PR #5648, opened 2024-09-28
Add com.jwestall.Forecast

jwestall:
### Please confirm your submission meets all the criteria

- [x] Please describe the application briefly.
  A simple weather application written in rust and libcosmic.

- [X] The domain used for the application ID is [controlled by the application developers][appid-domain] and the [application id guidelines][appid] are followed.
- [X] I have read the and followed all the [Submission and licence requirements][reqs].
- [X] I have [built][build] and tested the submission locally.
- [X] I am an author/developer/upstream contributor of the project. If not, I contacted upstream developers about this submission.

[appid-domain]: https://docs.flathub.org/docs/for-app-authors/requirements/#control-over-domain-or-repository
[appid]: https://docs.flathub.org/docs/for-app-authors/requirements#application-id
[reqs]: https://docs.flathub.org/docs/for-app-authors/requirements
[build]: https://docs.flathub.org/docs/for-app-authors/submission/#before-submission

PR #5649, opened 2024-09-29
Add dev.edfloreshz.CosmicTweaks

edfloreshz:

 A tweaking tool for the COSMIC desktop. 

### DIFF
--- a/dev.edfloreshz.CosmicTweaks.json
+++ b/dev.edfloreshz.CosmicTweaks.json
@@ -34,7 +34,7 @@
         {
           "type": "git",
           "url": "https://github.com/cosmic-utils/tweaks.git",
-          "commit": "4c73f09e16f34d014e0379b55c21225694f178e3"
+          "commit": "9010f5963f313c17fbbb33bc516f64f13b71cd56"
         },
         "cargo-sources.json"
       ]
--- a/dev.edfloreshz.CosmicTweaks.json
+++ b/dev.edfloreshz.CosmicTweaks.json
@@ -1,0 +1,43 @@
+{
+  "id": "dev.edfloreshz.CosmicTweaks",
+  "runtime": "org.freedesktop.Platform",
+  "runtime-version": "24.08",
+  "sdk": "org.freedesktop.Sdk",
+  "sdk-extensions": ["org.freedesktop.Sdk.Extension.rust-stable"],
+  "command": "cosmic-ext-tweaks",
+  "finish-args": [
+    "--share=ipc",
+    "--socket=fallback-x11",
+    "--socket=wayland",
+    "--device=dri",
+    "--talk-name=com.system76.CosmicSettingsDaemon",
+    "--filesystem=xdg-config/cosmic:rw"
+  ],
+  "build-options": {
+    "append-path": "/usr/lib/sdk/rust-stable/bin",
+    "env": {
+      "CARGO_HOME": "/run/build/tweaks/cargo"
+    }
+  },
+  "modules": [
+    {
+      "name": "tweaks",
+      "buildsystem": "simple",
+      "build-commands": [
+        "cargo --offline build --release --verbose",
+        "install -Dm0755 ./target/release/cosmic-ext-tweaks -t /app/bin/",
+        "install -Dm644 ./res/app_icon.svg /app/share/icons/hicolor/scalable/apps/dev.edfloreshz.CosmicTweaks.svg",
+        "install -Dm644 ./res/metainfo.xml /app/share/metainfo/dev.edfloreshz.CosmicTweaks.metainfo.xml",
+        "install -Dm644 ./res/desktop_entry.desktop /app/share/applications/dev.edfloreshz.CosmicTweaks.desktop"
+      ],
+      "sources": [
+        {
+          "type": "git",
+          "url": "https://github.com/cosmic-utils/tweaks.git",
+          "commit": "4c73f09e16f34d014e0379b55c21225694f178e3"
+        },
+        "cargo-sources.json"
+      ]
+    }
+  ]
+}
--- a/dev.edfloreshz.CosmicTweaks.json
+++ b/dev.edfloreshz.CosmicTweaks.json
@@ -34,7 +34,7 @@
         {
           "type": "git",
           "url": "https://github.com/cosmic-utils/tweaks.git",
-          "commit": "7924c71399a1376b7a88325801edf12446a06527"
+          "commit": "37e3e3b9ca229e83a2cc699e2c1271e529cb0d1a"
         },
         "cargo-sources.json"
       ]
--- a/dev.edfloreshz.CosmicTweaks.json
+++ b/dev.edfloreshz.CosmicTweaks.json
@@ -34,7 +34,7 @@
         {
           "type": "git",
           "url": "https://github.com/cosmic-utils/tweaks.git",
-          "commit": "9010f5963f313c17fbbb33bc516f64f13b71cd56"
+          "commit": "d3eb1e4eb2747386730b5aadf02b29ab8b4e1478"
         },
         "cargo-sources.json"
       ]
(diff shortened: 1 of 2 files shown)


bbhtt:
You can start the build when the exception is up

bbhtt:
bot, build dev.edfloreshz.CosmicTweaks

dev.edfloreshz.CosmicTweaks.json
```diff
@@ -0,0 +1,43 @@
...
+  "sdk": "org.freedesktop.Sdk",
+  "sdk-extensions": ["org.freedesktop.Sdk.Extension.rust-stable"],
+  "command": "cosmic-ext-tweaks",
+  "finish-args": [
+    "--share=ipc",
+    "--socket=fallback-x11",
+    "--socket=wayland",
+    "--device=dri",
+    "--talk-name=com.system76.CosmicSettingsDaemon",
+    "--filesystem=xdg-config/cosmic:rw"
```
bbhtt, line 14: You made the exception for ro but this is rw Which one is needed ?

edfloreshz: Oops, sorry I missed that, rw is the one needed.

edfloreshz: Here's the [PR](https://github.com/flathub-infra/flatpak-builder-lint/pull/487)

bbhtt:
bot, build dev.edfloreshz.CosmicTweaks

bbhtt:
Remove cosmic from categories, it was added last month to xdg-specs and no release has been made since then, so it is failing validation.

Also according to @jackpot51, they are going to use a different tag for marking apps suited for COSMIC see the discussion https://github.com/mariinkys/starrydex/pull/3#issuecomment-2380880405

bbhtt:
You are also missing releases https://docs.flathub.org/docs/for-app-authors/metainfo-guidelines/#release

bbhtt:
I think for OnlyShowIn to work you need a new desktop-file-utils release as well.

bbhtt:
I will update desktop-file-utils to the latest master commit. So you can just fix the metainfo file - remove cosmic from category and add releases.

edfloreshz:
Thanks! Latest commit should fix the issues, let me know if there's anything else missing.

bbhtt:
bot, build dev.edfloreshz.CosmicTweaks

bbhtt:
```
install: cannot stat './res/app_icon.svg': No such file or directory

```

Looks like the icon is no more.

________

* _WHAT TO WORK ON_: Filter the listing above for the string "followed" and copy every matching line.

* _ANSWER TO THIS EXERCISE_:
- [X] The domain used for the application ID is [controlled by the application developers][appid-domain] and the [application id guidelines][appid] are followed.
- [X] I have read the and followed all the [Submission and licence requirements][reqs].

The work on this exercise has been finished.